Reference as to the functions that were used: http://www.unix.com/man-page/Linux/3/CPU_ISSET_S/
comment:8 by , 13 years ago
It don't builds now:
../../../source/lib/sysdep/os/linux/lcpu.cpp: In function ‘uintptr_t os_cpu_SetThreadAffinityMask(uintptr_t)’: ../../../source/lib/sysdep/os/linux/lcpu.cpp:104:25: error: ‘CONFIG_NR_CPUS’ was not declared in this scope ../../../source/lib/sysdep/os/linux/lcpu.cpp:127:2: error: ‘ret’ was not declared in this scope make[1]: *** [obj/lowlevel_Release/lcpu.o] Error 1 make: *** [lowlevel] Error 2
Second error is just 'int' missing before ret. But I don't know what to do with first one.
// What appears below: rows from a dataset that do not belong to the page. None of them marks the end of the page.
Issue #7, opened 2026-08-07
No panel-authoring contract: the mirror of backend-contract.md does not exist


luofang34:
`docs/instruments/backend-contract.md` tells a backend author everything they
must honour to interpret the scene stream. There is no mirror for the other
side. Grepping the repository for an authoring path — `docs/`, `crates/README.md`,
`CONTRIBUTING.md` — returns nothing; `CONTRIBUTING.md` covers the toolchain and
the gate battery, and `docs/instruments/README.md` is the safety baseline.

Everything a panel author must get right is currently inferred by reading
`descriptors.rs` and imitating the PFD. That worked while the only panels were
written by the person who wrote the registry. The second set is the first one
that will not be.

## What a panel author has to know, none of it written down

- **The descriptor's obligations** — identity charset, required-layer mask,
  required groups, honest-status regions, config schema, design frame, extreme
  states, and the pinned raster baseline. Which are load-bearing for admission
  and which are advisory is not stated anywhere.
- **How honest-status regions are chosen.** They are the mechanism by which
  admission proves a panel does not paint a value for a withheld group. Getting
  a region wrong makes the check vacuous in exactly the place it matters, and
  nothing explains how to draw the boundary.
- **How to produce the raster baseline** for a new panel, and what a mismatch
  means later.
- **How the composition digest moves** when a panel is added, and who re-pins
  it.
- **What the admission harness actually asserts**, so an author can run it
  before opening a PR rather than discovering the contract from a CI failure.
- **Which symbology is mandatory.** `pilotage-instrument-symbology` carries the
  never-skinnable safety constants; a panel that paints its own flag colour is
  a defect, and the doc that says so does not exist.

## Ask

`docs/instruments/panel-contract.md`, the counterpart to the backend contract,
written before the second set rather than reconstructed from it. The strongest
form is one that ends with a worked example: the smallest panel that passes
admission, with its descriptor annotated field by field.

Blocks the second instrument set under #268 in practice, even though nothing
enforces it.

luofang34:
The architecture plans in #11, #12, and #13 each add a section
this contract must carry, so writing it after their shapes settle avoids
writing it twice:

- **frame constraints and the per-panel content policy** (#12): what
  min/max, aspect bounds, step, and canonical frames mean, how an author
  chooses them, and what admission asserts at and between the pinned sizes;
- **composition obligations** (#11): what `group_regions` accuracy means
  once admission asserts attributed runs land inside their declared regions,
[...]

PR #19, opened 2026-08-07
A registry composition can span two panel provider crates (#6)

### LINKED ISSUE #6: A registry composition cannot span two panel provider crates
`Registry::new` takes `&'static [PanelDescriptor]`
(`crates/pilotage-instrument-registry/src/registry.rs:119`), and
`BUILTIN_PANELS` is a `const` slice inside `pilotage-instrument-panels`
(`descriptors.rs:448`). That is exactly right for one provider crate and has no
answer for two.

The family is `no_std` with no allocator, so a shell cannot concatenate two
`&'static` slices at runtime. A second panel set — an engine page, a six-pack,
a customer suite, a third-party panel — therefore leaves a consumer two
choices:

- **Grow `pilotage-instrument-panels`.** Every set ships to every consumer, the
  crate becomes the enumeration again, and a third-party set cannot exist at
  all.
- **Hand-write the composition.** `const ALL: &[PanelDescriptor] = &[panels::PFD_DESCRIPTOR, panels::HSI_DESCRIPTOR, panels::MONITOR_DESCRIPTOR, engine::EGT_DESCRIPTOR, …]` in each shell — which is the by-hand panel list ADR-0029 removed, reintroduced one layer up. Miss an entry in one shell and that shell silently lacks a panel; the registry cannot detect an omission it was never shown.

Neither is acceptable as the answer for the second set, and the second set is
the first time it is forced.

## What is already right

`scene_digest` takes a `Registry` rather than `BUILTIN_PANELS`
(`digest.rs:58`), so a composed registry already gets its own digest —
the cross-shell identity property in #268 survives composition. `Registry::new`
already rejects duplicate ids, malformed ids, and empty compositions. The gap
is only in *how* a shell names the parts.

## What to decide

How a provider crate contributes descriptors, such that:

- adding a set to a shell is one declaration naming the *set*, not each panel;
- a set can live outside this repository;
- the composition stays `const`-evaluable and alloc-free;
- `Registry::new`'s validation still runs over the whole composition, so
  cross-set duplicate ids are caught at init.

A const builder with a fixed capacity, a declarative macro that flattens
provider slices, or a `PanelSet` descriptor that carries its own slice, are all
plausible. What matters is that the shell names sets and the registry sees
panels.

Blocks the second instrument set under #268.

## Plan

The recommended shape is the **two-level registry** — of the three candidates
the issue names, it is the only one that is alloc-free, macro-free, and keeps
the shell's declaration to one line naming sets.

- `PanelSet { id: &'static str, panels: &'static [PanelDescriptor] }` — set
  ids pass the same charset rule as panel ids; an empty set is an error.
- `Registry::from_sets(sets: &'static [&'static PanelSet]) -> Result<Registry, RegistryError>`.
  `Registry` holds the sets slice, stays `Copy`, and its accessors traverse
  set order then panel order (`panels()` becomes an iterator; `by_id` walks
  sets). `Registry::new(panels)` remains as the single-anonymous-set
  convenience.
- Validation is today's rules run over the flattened traversal — cross-set
  duplicate panel ids fail as `DuplicateId` at init, which is exactly the
  omission-detection property this issue asks for — plus two new variants:
  duplicate set ids and an empty set.
- **Set ids stay out of the scene digest.** The digest already iterates
  panels in shell order (`digest.rs:58-128`); with sets it iterates the
  flattened sequence and nothing else changes. Acceptance criterion:
  `Registry::from_sets(&[&BUILTIN_SET])` reproduces `BUILTIN_SCENE_DIGEST`
  (`bd85b85…`) byte-identically — the proof the mechanism is a pure
  refactor. Keeping set identity out of the digest also means regrouping
  panels into different sets without reordering them is digest-neutral,
  which is right: sets are packaging, not paint.
- The flattened traversal order is contractual for the digest, so the
  shell's set list order is the composition order — documented where the
  slice-order contract lives today.

Alternatives considered and dropped: a const-capacity concat builder leaks a
const-generic `N` into every shell's types and needs the shell to count
panels — the by-hand list again, one layer down; a declarative macro cannot
know a foreign crate's slice length, so it cannot flatten provider slices.
Both fail the "one declaration naming the set" test.

Where set crates live, what they may depend on, and the authoring path are
#13's; the panel-side contract is #7's. One new dependency to record:
screen compositions (#11) validate against the composed registry, so this
mechanism lands before composition admission. Ordering with the rest of the
family: the roadmap in #13.

luofang34:
Fixes #6.

Implements the two-level registry the issue's plan recommends — of its three candidates, the only one that is alloc-free, macro-free, and keeps the shell's declaration to one line naming sets.

## Shape

- `PanelSet { id, panels }` — a named group a provider crate exports. Set ids pass the same charset rule as panel ids.
- `Registry::from_sets(&'static [&'static PanelSet])` composes sets in shell order.
- `Registry::new(panels)` stays as the single-anonymous-set convenience, so a one-provider shell never learns sets exist.
- `Registry` stays `Copy` and allocation-free: the composition is an enum over the two shapes, and `panels()` returns an iterator over the flattened traversal (set order, then panel order). Only 5 call sites existed; 3 were `for` loops that needed no change.

## Validation

Today's per-panel rules run over the flattened traversal, so **a panel id claimed by two sets fails as `DuplicateId` at init** — precisely the omission the registry could not previously detect, because it was never shown the whole composition. Plus four new variants: `DuplicateSetId`, `EmptySet`, `BadSetId`, `NoSets`.

A test also pins that a malformed panel id cannot ride in unchecked merely because it arrived inside a set.

## Acceptance criterion — met

`Registry::from_sets(&[&BUILTIN_SET])` reproduces `BUILTIN_SCENE_DIGEST` (`bd85b853…`) **byte for byte**, which is the proof this is a pure refactor of composition rather than of paint.

A second test pins the corollary the issue argues for: splitting the same panels across two sets *without reordering them* digests identically, because set identity stays out of the digest — sets are packaging, not paint. Regrouping is therefore digest-neutral, while reordering still moves the digest (the pre-existing test covers that).

## Out of scope, deliberately

Where set crates live, what they may depend on, and the authoring path are #13's; the panel-side contract is #7's. Landing them separately keeps each independently revertible.

## Gates

fmt, clippy `-D warnings`, test `--all-targets`, doc `-D missing_docs`, `thumbv7em-none-eabihf` (the mechanism is in the no_std closure), check-structure, check-release-markers, instrument-bench (digest matches pin), and the HARD evidence gate — all green.

### DIFF
--- a/crates/indicate-instrument-panels/src/descriptors.rs
+++ b/crates/indicate-instrument-panels/src/descriptors.rs
@@ -9,7 +9,7 @@
 use indicate_alerts::AlertOutput;
 use indicate_instrument_registry::{
     BackgroundCapability, ConfigBlob, DesignFrame, GroupSet, PanelDescriptor, PanelDrawError,
-    Region,
+    PanelSet, Region,
 };
 use indicate_instrument_scene::{LayerId, SceneWriter};
 use indicate_instrument_state::{
@@ -447,6 +447,17 @@ fn monitor_full_channel() -> AircraftState {
 /// The panels this crate ships, in shell display order.
 pub const BUILTIN_PANELS: &[PanelDescriptor] =
     &[PFD_DESCRIPTOR, HSI_DESCRIPTOR, MONITOR_DESCRIPTOR];
+
+/// The panels this crate ships, as the set a shell names.
+///
+/// A shell composing this crate alongside another provider names sets
+/// rather than panels, so gaining a panel here does not edit any
+/// shell. Set identity stays out of the scene digest, so this composes
+/// to the same digest as the bare slice.
+pub const BUILTIN_SET: PanelSet = PanelSet {
+    id: "builtin",
+    panels: BUILTIN_PANELS,
+};
 
 /// The pinned scene digest over [`BUILTIN_PANELS`] and the canonical
 /// corpus (ADR-0033): the composition contract every build target must
--- a/crates/indicate-instrument-panels/src/descriptors/digest_tests.rs
+++ b/crates/indicate-instrument-panels/src/descriptors/digest_tests.rs
@@ -3,10 +3,10 @@
 use std::string::String;
 use std::vec;
 
-use indicate_instrument_registry::{PanelDescriptor, Registry, scene_digest};
+use indicate_instrument_registry::{PanelDescriptor, PanelSet, Registry, scene_digest};
 use indicate_instrument_scene::MAX_SCENE_BYTES;
 
-use super::{BUILTIN_PANELS, HSI_DESCRIPTOR, PFD_DESCRIPTOR};
+use super::{BUILTIN_PANELS, HSI_DESCRIPTOR, MONITOR_DESCRIPTOR, PFD_DESCRIPTOR};
 
 fn hex(digest: [u8; 32]) -> String {
     const HEX: &[u8; 16] = b"0123456789abcdef";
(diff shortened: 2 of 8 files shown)


luofang34:
## Independent review — sound; three notes addressed

The reviewer verified the acceptance criterion both directions and, notably, ran the bench in a throwaway worktree on `main` and got **byte-identical output** — same digest, same 121 admission cases, same 83 counted warnings. Behavior parity is empirical here, not inferred.

**The iterator was the risky part and it holds up.** The reviewer drove it over hand-built *invalid* compositions (empty sets at front, middle, end, and all-empty) and confirmed termination, no skips, no double-yields, and correct fusion. They also mutation-tested the `self.panel = 0` reset: deleting it fails three of this PR's own tests, so the reset is already guarded. And they confirmed a caller cannot obtain a `Panels` over an invalid registry — `Composition` and the cursor fields are private, and the only path to a `Registry` runs through validation.

**Duplicate detection verified on the hard case**: with sets of size 2, 1, 3, a clash between the *first* panel of set 0 and the *last* panel of set 2 reports `DuplicateId { index: 5 }`, and the `take(index)` prefix property was asserted exhaustively.

**Fixed in 44f505f:**

1. Ten error variants still documented `index` as "Position in the composed slice". With sets there is no composed slice — it is a flattened-composition index, and the docs say so now.
2. `Panels` derived `Copy`, which makes the slice-iterator footgun easy: consume a copy and the original silently stays put, so a half-read composition can look whole. It is `Clone` now, for the reason std's slice iterators are.
3. The unreachable `Empty` guard in `validated` keeps its place but now says why — it is the invariant the per-panel loop rests on, and a third `Composition` shape would otherwise inherit a loop that passes by iterating nothing.

**Noted, not changed:** "Panel set" is now overloaded — the release-marker label in `CHANGELOG.md` means the list of shipped panel ids, while the new type means a provider's named group. I left it: v0.1.0 is already tagged with that wording, and making the tag and changelog disagree is worse than the overload. Worth settling when #13 names the `sets/` tier.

Where CONFIG_NR_CPUS is defined?
comment:9 by , 13 years ago
I asked Philip about CONFIG_NR_CPUS:
<fcxSanya> Philip`, http://trac.wildfiregames.com/ticket/985#comment:8 - do you know where CONFIG_NR_CPUS is defined (or maybe it should not be defined)? <Philip`> fcxSanya: It's defined in the kernel source code, I believe <Philip`> (not a user-space thing) <fcxSanya> hm, so we can't use it? <Philip`> No <Philip`> hence the comment in the pre-patched code about having to loop to detect it at run-time
by , 13 years ago
Attachment: | lcpu_affinity_547.patch added |
---|
follow-up: 12 comment:10 by , 13 years ago
Thanks for the feedback and asking Philip! Too bad we can't get at that config variable - I had hoped the header used when building Linux was available to apps. I bit the bullet and implemented the looping logic - please give it another go :)
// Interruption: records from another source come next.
PR #20, opened 2026-08-07
Repository layout: a home for instrument sets, and a tier law with teeth (#13)

### LINKED ISSUE #13: Repository layout: no tier rules and no home for future instrument sets

luofang34:
Fixes #13.

## Tiers, enforced

Three library tiers plus tools, each stating its dependency law, with `check-structure.sh` failing any manifest that reaches outside its own. The issue's claim is that "the dependency law *is* the structure", so it gets the same treatment as the consumer boundary rather than a paragraph asking nicely.

| Tier | Where | May depend on |
|---|---|---|
| Kernel | `crates/` | the kernel only |
| Verification and registry | `crates/` | kernel + this tier; **consumes sets, never a normal dependency of one** |
| Sets | `sets/` | kernel only (normal deps); registry allowed as a **dev**-dependency |
| Tools | `tools/` | unconstrained — shells, not a library tier |

Verified the guards fire, each reproduced: a set taking the registry as a normal dependency, a kernel crate reaching the conformance harness, and a crate map missing a row.

## The law was unsatisfiable as written — and that is the interesting part

Issue #13 says a set crate "depends on the kernel only — never on raster, conformance, or **the registry**". But a set exports a `PanelSet` and is authored against `PanelDescriptor`, and both lived *in* the registry. As written, the law forbade exactly the dependency every set must have.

comment:11 by , 13 years ago
Looks working now:
$ ./test Running 253 tests..................................................................................................................................APIC 0: 0x0 APIC 1: 0x1 APIC 2: 0x2 APIC 3: 0x3 ...........................................................................................................................OK! $ ./pyrogenesis Cache: 500 (total: 3960) MiB TIMER| InitVfs: 91.8194 ms TIMER| InitScripting: 6.44537 ms TIMER| CONFIG_Init: 162.187 ms APIC 0: 0x0 APIC 1: 0x1 APIC 2: 0x2 APIC 3: 0x3 TIMER| RunHardwareDetection: 33.2567 ms <...>
comment:12 by , 13 years ago
Replying to jan:
Too bad we can't get at that config variable - I had hoped the header used when building Linux was available to apps.
The problem isn't just that it's inaccessible - people could recompile their kernel with different configuration and then run their old applications, so applications could never safely rely on that value at compile-time.
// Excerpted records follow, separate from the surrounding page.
Issue #10, opened 2026-08-07
Settle two vocabulary limits before a second panel set is authored around them


luofang34:
The opcode vocabulary is seventeen entries
(`crates/pilotage-instrument-scene/src/opcode.rs`). Two properties of it decide
what a second panel set can be, and both are worth settling deliberately rather
than discovering while authoring.

**There is no `scale`.** The transform ops are `TRANSLATE` and `ROTATE` only.
A panel is authored in the frame its descriptor declares and the backend maps
that whole frame to the viewport, which is exactly right for a full-screen
panel. It also means an instrument cannot be drawn at a different size *within*
a scene. If a second set wants the airspeed tape at two-thirds size beside an
engine column, or the HSI rose as an inset, the geometry has to be re-authored
rather than reused — the sub-instrument is not a reusable unit, only the whole
panel is.

That may be the right answer. "Panels compose; instruments inside them do not"
is a defensible contract and it keeps the coordinate story simple, which is
worth something on a display path. But if the second set is meant to *rearrange*
existing instruments rather than add unrelated ones, the vocabulary decides it
and nobody has said so out loud.

**`ARC` has no paint mode.** `LINE`, `POLYLINE`, `RECT`, `CIRCLE`, and
`POLYGON` carry a mode byte; `ARC` does not, so it is stroke-only. Engine
instruments are mostly coloured arc bands — green, yellow, red sweeps around a
dial. A thick stroked arc reproduces a band, so this is expressible, but the
band's inner and outer radii are then coupled to the stroke width and the
geometry is expressed sideways.

## Ask

Before the second set, record which of these are contract and which are
oversights:

- Is "no scale" a deliberate limit? If yes, say so in the backend contract and
  in the panel contract (#B), so an author reaching for an inset knows to stop.
  If no, adding `SCALE` is a version bump, three backends, and corpus cases —
  cheapest before more panels exist to re-verify.
- Is stroke-only `ARC` sufficient for the instrument types the second set
  covers? Answering needs the set named, which is why this belongs with its
  scoping rather than after.

Neither is blocking today. Both become expensive the moment a panel set is
authored around the wrong assumption.

## Resolution plan

**The scale question is settled by architecture, not by an opcode.** Two new
issues carry the answer:

- Screen composition (#11) makes the *panel* the unit of placement: an
  HSI inset is a small HSI slot on a composed screen, replayed whole at its
  own frame — no re-authoring, no scene rewriting.
[...]

PR #22, opened 2026-08-07
A panel-authoring contract, and a template set that proves it (#7)

### LINKED ISSUE #7: No panel-authoring contract: the mirror of backend-contract.md does not exist

luofang34:
Fixes #7.

## What lands

`docs/instruments/panel-contract.md` — the mirror of `backend-contract.md` — plus `sets/indicate-instrument-template`, a real crate that is the smallest panel passing admission and **asserts so in its own test**, so the worked example cannot drift from the contract the way a doc snippet would. That is the form #13 argued for: one source of truth instead of a doc listing and a skeleton diverging.

## The part imitation cannot teach

The document's job is the distinction the code cannot show you: **which descriptor fields admission actually enforces**, versus which are validated at registry init, versus which are declared and read by nothing.

`group_regions` is the honest case. It is geometry-validated at init and **admission does not read it** — the conformance crate says so in its own module doc. The contract says so too, rather than implying a check that does not run, and explains what *does* keep a panel honest today (the provenance machinery) and why regions should still be drawn tightly.

The rule easiest to get exactly backwards is stated twice: **a numeral must carry a claim; a dash must not.** Tagging the `---` that stands in for a withheld value claims the group that was withheld, and fails as `FabricatedNumeral` in precisely the case the dashes exist to serve.

Each documented failure mode was verified by mutating the template and reading the error the harness actually produces — `FabricatedNumeral`, `UntaggedNumeral`, `BackgroundContract`, `MissingRequiredLayers`, `ForeignClaim` — not by reading the source and guessing.

## Blind spots, recorded

A contract that lets an author read a green run as more than it is has failed them. Two limits are stated:

- The harness tests **withholding**, not resolved status, so the "source unusable, draw dashes" path is contract-required and harness-invisible. Test it yourself.
- It draws the **empty config**, so no configured behaviour is covered at all — and a numeral derived from configuration is unadmittable by construction.

## The template

One panel, 240×120, its own design frame. Kernel-only normal dependencies (the tier law forbids a set from reaching the machinery that judges it); registry and conformance are dev-dependencies. It declares `required_groups = {Air, Trust}` rather than just `Air`, because its airspeed folds `trust.quality` — so withholding `Trust` genuinely dashes the number, which is the honest mirror of what the shipped panels do.

Admission over it: 4 states × (1 fed + 2 withheld) = 12 cases, zero warnings.

## Not in this PR

The `SCALE` decision is stated on the panel side here because an author reaching for an inset needs it; the backend-contract half and the `ARC` question are #10.

## Acceptance

Scene digest unchanged at `bd85b8537f0b3e4abf8cf3ad3d36c6abfdceac15355639af2804d58dd9c61931` — the template is a set of its own and does not join the shipped composition. Full battery green including the HARD evidence gates.

### DIFF
--- a/.github/workflows/ci.yml
+++ b/.github/workflows/ci.yml
@@ -96,7 +96,8 @@ jobs:
           known="indicate-frames indicate-alerts indicate-sha256 \
                  indicate-instrument-scene indicate-instrument-state \
                  indicate-instrument-glyphs indicate-instrument-symbology \
-                 indicate-instrument-panels indicate-instrument-raster \
+                 indicate-instrument-panels indicate-instrument-template \
+                 indicate-instrument-raster \
                  indicate-instrument-conformance indicate-instrument-feeder \
                  indicate-instrument-descriptor indicate-instrument-registry \
                  indicate-evidence instrument-bench"
@@ -150,6 +151,7 @@ jobs:
           -p indicate-instrument-symbology
           -p indicate-instrument-descriptor
           -p indicate-instrument-panels
+          -p indicate-instrument-template
           -p indicate-instrument-raster
           -p indicate-instrument-feeder
           -p indicate-instrument-registry
--- a/Cargo.lock
+++ b/Cargo.lock
@@ -259,6 +259,19 @@ dependencies = [
 ]
 
 [[package]]
+name = "indicate-instrument-template"
+version = "0.1.0"
+dependencies = [
+ "indicate-alerts",
+ "indicate-instrument-conformance",
+ "indicate-instrument-descriptor",
+ "indicate-instrument-registry",
+ "indicate-instrument-scene",
+ "indicate-instrument-state",
+ "indicate-instrument-symbology",
+]
+
+[[package]]
 name = "indicate-sha256"
 version = "0.1.0"
 dependencies = [
--- a/Cargo.toml
+++ b/Cargo.toml
@@ -10,6 +10,7 @@ members = [
     "crates/indicate-instrument-symbology",
     "crates/indicate-instrument-descriptor",
     "sets/indicate-instrument-panels",
+    "sets/indicate-instrument-template",
     "crates/indicate-instrument-raster",
     "crates/indicate-instrument-conformance",
     "crates/indicate-instrument-feeder",
@@ -38,6 +39,7 @@ indicate-instrument-glyphs = { path = "crates/indicate-instrument-glyphs" }
 indicate-instrument-symbology = { path = "crates/indicate-instrument-symbology" }
 indicate-instrument-descriptor = { path = "crates/indicate-instrument-descriptor" }
 indicate-instrument-panels = { path = "sets/indicate-instrument-panels" }
+indicate-instrument-template = { path = "sets/indicate-instrument-template" }
 indicate-instrument-raster = { path = "crates/indicate-instrument-raster" }
 indicate-instrument-conformance = { path = "crates/indicate-instrument-conformance" }
 indicate-instrument-feeder = { path = "crates/indicate-instrument-feeder" }
--- a/README.md
+++ b/README.md
@@ -35,8 +35,10 @@ repository by git rev and integrate through three published surfaces:
 
 CI enforces the direction: a step fails if the closure ever reaches a
 consumer crate. See [`crates/README.md`](crates/README.md) for the crate
-map and [`docs/instruments/backend-contract.md`](docs/instruments/backend-contract.md)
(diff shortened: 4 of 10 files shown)


luofang34:
## Independent review — a false enforcement claim, caught and fixed

The reviewer fact-checked every enforcement claim in the document against the code and proved eight of them by mutating the template and reading the error the harness actually produces. Most held. **One did not, and it was wrong in the direction a contract must never be.**

### The false claim

The document said the dash-out path was *"harness-invisible"*. It is not. `nothing-fed` and `source-unusable` are two of the four canonical states every panel meets, so the degraded branch is drawn in **9 of the template's 12 cases**, and its output is policed for untagged numerals, glyph coverage, layers, and background. Proof: changing `"---"` to `"-0-"` fails as `UntaggedNumeral { state: "nothing-fed" }`.

Telling authors a well-covered path is untested is exactly the "teaches you to trust the wrong things" failure the document opens by warning against.

There *is* a real limit underneath, and it now says that instead: **nothing asserts a failure cue is painted.** Emptying the dash branch entirely still passes admission — drawing nothing where a dash belongs is admissible, and is a defect. Plus the provenance check fires against withholding rather than resolved status, and alerts join the empty config as a third blind spot (admission and the digest both pass `None`).

### Two overstatements

- The doc said a set may not depend on the conformance harness — while prescribing a test that needs it. The whole verification tier is available as dev-dependencies, and a set needs two of them.
- "Unclipped" was too strong: `covers_frame` accepts a clip that *contains* the frame. The reviewer proved it by wrapping the ground in a containing `clip_rect` and watching it pass. The template's own comment said the stricter, wronger thing — and that is the copy an author starts from.

### Gaps closed

Concrete things a first set hits as red builds: sets are `no_std`; the four workspace registrations an in-repo set needs (members, crate-map row, thumbv7em list, downstream-agnostic allowlist); the glyph vocabulary's name, home, and how little lowercase it holds (`kts` fails — only `k` and `t` are in it); and that the out-of-frame ratchet is an assertion the *author* writes, not something the harness does.

The template is now described as the smallest panel that **exercises the honesty rules**, not the smallest that passes — the reviewer correctly noted a panel claiming nothing passes more easily and teaches less.

### Independently confirmed

`group_regions` really is unread by admission (moving it to a 4×4 corner box still passes); the numeral/dash asymmetry and its ordering; `ConfigClaim`, `ForeignClaim`, `GlyphCoverage`, `BackgroundContract` all reproduce; out-of-frame ink warns rather than refuses; the `{Air, Trust}` claim is exactly right (withholding either dashes the airspeed, withholding `Attitude`/`Nav`/`Heading` does not — so the mask is neither over- nor under-declared); the template is not in `BUILTIN_PANELS`; the digest is unchanged; the tier law holds.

I don't think there's any reason that CONFIG_NR_CPUS
should be expected to have a maximum of 4096 in DetectMaxCpus
, so that loop probably shouldn't have an upper limit. (If we knew an upper limit then we could just hard-code an allocation of that amount instead of looping.)
It'd perhaps be nice for the patch to retain a reference to #547 since that explains some of the relevant context.
comment:13 by , 13 years ago
comment:14 by , 13 years ago
Alex: thanks for testing! I have just committed the patch after further minor changes to reflect Philip's comments. #547 and the problem with CONFIG_NR_CPUS are now mentioned. I've also lifted the limit to 64K, although even 4K is pretty much a stretch for current shared-memory machines. A (large) static limit might cause problems if Linux decides to reject TOO large cpu_sets, so this loop approach is better. I believe a cutoff is helpful to prevent infinite loops in the case of some other failure within sched_getaffinity.
Leaving this ticket open until the zero problem is also fixed.
comment:15 by , 13 years ago
Resolution: | → fixed |
---|---|
Status: | assigned → closed |
This is debug message from
source/lib/sysdep/arch/x86_x64/apic.cpp:57
, Jan should know what it means. I sent him forum message.